**DATA SHOWN**
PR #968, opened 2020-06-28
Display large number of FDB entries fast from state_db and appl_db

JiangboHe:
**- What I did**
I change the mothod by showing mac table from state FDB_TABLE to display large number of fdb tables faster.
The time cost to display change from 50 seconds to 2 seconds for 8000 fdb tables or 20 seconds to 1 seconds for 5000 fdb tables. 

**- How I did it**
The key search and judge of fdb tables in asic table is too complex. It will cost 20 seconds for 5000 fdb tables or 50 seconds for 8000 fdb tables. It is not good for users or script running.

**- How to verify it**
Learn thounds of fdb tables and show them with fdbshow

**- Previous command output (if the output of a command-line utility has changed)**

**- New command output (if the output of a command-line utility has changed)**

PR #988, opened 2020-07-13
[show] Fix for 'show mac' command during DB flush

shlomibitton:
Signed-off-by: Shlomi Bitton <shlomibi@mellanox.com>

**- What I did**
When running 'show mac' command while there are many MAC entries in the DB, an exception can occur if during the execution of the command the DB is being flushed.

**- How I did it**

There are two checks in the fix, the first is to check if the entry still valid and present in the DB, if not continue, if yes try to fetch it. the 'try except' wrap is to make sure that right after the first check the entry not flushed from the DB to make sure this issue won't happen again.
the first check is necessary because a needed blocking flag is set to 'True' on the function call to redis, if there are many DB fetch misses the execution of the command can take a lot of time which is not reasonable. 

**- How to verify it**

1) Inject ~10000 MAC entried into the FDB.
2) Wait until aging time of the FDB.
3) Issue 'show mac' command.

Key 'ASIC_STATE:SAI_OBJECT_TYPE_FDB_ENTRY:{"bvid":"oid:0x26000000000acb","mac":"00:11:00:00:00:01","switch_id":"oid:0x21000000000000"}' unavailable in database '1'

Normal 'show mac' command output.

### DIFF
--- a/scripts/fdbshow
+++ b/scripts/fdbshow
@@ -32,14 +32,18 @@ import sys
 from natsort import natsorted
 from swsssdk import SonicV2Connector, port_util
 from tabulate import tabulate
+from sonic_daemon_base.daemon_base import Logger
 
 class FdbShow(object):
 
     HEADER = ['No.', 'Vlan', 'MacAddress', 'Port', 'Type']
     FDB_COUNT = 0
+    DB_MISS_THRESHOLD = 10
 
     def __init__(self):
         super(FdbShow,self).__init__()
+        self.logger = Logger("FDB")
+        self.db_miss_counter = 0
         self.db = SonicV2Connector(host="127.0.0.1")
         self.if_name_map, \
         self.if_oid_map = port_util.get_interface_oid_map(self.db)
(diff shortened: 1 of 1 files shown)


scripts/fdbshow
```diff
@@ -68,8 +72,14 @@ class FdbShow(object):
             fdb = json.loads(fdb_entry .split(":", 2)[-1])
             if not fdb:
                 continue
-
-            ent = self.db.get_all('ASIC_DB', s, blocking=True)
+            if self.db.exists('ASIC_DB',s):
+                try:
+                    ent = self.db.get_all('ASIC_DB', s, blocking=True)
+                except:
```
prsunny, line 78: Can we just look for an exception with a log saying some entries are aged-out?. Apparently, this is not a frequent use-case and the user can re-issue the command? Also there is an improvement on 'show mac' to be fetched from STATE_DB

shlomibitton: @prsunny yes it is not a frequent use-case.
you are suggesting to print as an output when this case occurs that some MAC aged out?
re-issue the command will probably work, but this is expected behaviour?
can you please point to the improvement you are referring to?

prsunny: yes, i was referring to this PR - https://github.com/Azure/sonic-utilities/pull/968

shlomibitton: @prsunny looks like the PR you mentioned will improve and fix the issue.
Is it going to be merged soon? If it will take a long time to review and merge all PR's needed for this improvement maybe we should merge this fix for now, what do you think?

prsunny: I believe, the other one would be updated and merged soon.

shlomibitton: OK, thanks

--

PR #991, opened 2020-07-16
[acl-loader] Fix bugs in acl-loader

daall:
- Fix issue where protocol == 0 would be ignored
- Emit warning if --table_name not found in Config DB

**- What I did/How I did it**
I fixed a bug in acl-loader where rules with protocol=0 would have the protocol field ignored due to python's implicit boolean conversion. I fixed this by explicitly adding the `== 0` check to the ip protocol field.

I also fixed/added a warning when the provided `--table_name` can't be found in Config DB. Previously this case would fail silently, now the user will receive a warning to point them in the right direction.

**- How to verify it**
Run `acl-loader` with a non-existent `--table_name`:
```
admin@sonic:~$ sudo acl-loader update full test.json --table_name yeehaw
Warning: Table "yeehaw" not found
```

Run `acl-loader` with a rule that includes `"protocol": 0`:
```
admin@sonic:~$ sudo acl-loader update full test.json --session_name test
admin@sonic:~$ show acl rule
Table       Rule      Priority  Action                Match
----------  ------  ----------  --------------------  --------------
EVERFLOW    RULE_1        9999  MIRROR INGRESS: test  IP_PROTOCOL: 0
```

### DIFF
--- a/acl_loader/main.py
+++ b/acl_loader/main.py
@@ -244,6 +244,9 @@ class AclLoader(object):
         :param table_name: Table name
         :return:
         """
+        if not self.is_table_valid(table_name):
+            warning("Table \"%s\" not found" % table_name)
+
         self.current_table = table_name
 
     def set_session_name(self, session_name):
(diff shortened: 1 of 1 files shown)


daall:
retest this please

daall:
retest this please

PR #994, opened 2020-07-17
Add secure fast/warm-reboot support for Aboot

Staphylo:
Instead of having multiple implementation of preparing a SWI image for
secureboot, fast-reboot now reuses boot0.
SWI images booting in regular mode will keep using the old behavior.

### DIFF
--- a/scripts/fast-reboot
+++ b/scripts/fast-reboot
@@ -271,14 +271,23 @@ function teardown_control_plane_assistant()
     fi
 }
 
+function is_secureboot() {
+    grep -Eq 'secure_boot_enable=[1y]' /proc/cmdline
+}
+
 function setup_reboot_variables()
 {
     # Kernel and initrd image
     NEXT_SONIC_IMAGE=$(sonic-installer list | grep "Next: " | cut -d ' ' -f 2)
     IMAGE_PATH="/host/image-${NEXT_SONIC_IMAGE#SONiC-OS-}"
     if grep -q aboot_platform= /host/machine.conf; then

---

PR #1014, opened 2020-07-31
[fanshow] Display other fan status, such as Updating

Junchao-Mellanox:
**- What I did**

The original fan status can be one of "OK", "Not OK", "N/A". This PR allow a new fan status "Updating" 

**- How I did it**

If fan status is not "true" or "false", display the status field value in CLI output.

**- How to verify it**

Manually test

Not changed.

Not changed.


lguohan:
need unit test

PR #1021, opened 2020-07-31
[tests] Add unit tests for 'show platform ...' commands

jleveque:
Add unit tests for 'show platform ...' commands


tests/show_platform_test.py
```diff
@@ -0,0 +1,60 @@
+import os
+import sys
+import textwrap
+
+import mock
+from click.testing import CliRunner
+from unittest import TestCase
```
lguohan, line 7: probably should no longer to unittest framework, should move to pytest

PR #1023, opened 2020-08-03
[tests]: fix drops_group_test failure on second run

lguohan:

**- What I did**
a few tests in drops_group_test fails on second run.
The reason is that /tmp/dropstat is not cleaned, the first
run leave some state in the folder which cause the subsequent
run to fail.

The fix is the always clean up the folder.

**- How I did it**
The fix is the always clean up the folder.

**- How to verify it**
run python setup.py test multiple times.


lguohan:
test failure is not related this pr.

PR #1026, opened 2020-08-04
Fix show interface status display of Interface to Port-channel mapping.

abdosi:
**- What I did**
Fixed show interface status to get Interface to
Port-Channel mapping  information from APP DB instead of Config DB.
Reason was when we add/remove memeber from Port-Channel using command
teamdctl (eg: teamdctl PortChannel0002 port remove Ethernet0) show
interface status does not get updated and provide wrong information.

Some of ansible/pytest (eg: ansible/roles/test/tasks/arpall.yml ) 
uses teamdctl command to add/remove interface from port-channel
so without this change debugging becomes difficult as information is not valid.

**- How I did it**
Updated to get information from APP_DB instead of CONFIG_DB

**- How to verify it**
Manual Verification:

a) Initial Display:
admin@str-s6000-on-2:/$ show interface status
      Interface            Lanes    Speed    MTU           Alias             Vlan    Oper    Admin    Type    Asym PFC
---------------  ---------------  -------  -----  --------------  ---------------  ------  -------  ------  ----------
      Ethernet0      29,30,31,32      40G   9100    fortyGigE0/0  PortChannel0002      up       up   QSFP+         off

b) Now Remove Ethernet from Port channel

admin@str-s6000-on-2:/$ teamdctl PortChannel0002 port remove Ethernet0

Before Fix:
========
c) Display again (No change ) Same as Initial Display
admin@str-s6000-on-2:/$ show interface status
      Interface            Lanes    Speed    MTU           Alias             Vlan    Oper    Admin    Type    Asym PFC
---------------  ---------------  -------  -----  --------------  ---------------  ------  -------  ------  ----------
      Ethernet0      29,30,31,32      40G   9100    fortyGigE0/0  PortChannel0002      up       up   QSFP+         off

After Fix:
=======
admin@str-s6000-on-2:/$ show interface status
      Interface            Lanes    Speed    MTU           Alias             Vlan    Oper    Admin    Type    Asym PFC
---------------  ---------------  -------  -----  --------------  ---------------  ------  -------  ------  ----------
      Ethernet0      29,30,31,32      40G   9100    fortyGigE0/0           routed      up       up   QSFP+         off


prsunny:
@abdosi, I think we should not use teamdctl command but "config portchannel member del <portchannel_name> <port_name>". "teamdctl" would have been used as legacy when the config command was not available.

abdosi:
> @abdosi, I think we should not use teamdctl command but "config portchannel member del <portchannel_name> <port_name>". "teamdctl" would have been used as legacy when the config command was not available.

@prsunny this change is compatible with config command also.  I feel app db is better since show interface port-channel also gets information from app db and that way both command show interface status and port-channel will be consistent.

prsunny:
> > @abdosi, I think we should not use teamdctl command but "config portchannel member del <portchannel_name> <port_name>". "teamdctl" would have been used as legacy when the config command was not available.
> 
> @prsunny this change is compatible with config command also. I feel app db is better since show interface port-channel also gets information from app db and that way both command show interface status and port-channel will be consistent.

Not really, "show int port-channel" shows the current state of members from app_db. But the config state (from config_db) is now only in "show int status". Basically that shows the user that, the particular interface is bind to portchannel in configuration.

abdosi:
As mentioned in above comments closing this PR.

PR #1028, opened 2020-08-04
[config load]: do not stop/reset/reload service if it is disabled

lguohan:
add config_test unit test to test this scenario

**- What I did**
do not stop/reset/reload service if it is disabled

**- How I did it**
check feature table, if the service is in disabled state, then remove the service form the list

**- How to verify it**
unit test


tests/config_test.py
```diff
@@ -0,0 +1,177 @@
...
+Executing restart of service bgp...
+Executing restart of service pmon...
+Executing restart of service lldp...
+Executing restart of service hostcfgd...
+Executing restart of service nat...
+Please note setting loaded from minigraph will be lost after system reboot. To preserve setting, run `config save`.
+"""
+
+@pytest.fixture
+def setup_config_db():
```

**WORK REQUEST**
Where the data above reaches the line holding "PR #968, opened 2020-06-28", begin printing, and stop after the line holding "Learn thounds of". Each line must be reproduced exactly, with nothing else added.

**YOUR RESPONSE**
PR #968, opened 2020-06-28
Display large number of FDB entries fast from state_db and appl_db

JiangboHe:
**- What I did**
I change the mothod by showing mac table from state FDB_TABLE to display large number of fdb tables faster.
The time cost to display change from 50 seconds to 2 seconds for 8000 fdb tables or 20 seconds to 1 seconds for 5000 fdb tables. 

**- How I did it**
The key search and judge of fdb tables in asic table is too complex. It will cost 20 seconds for 5000 fdb tables or 50 seconds for 8000 fdb tables. It is not good for users or script running.

**- How to verify it**
Learn thounds of fdb tables and show them with fdbshow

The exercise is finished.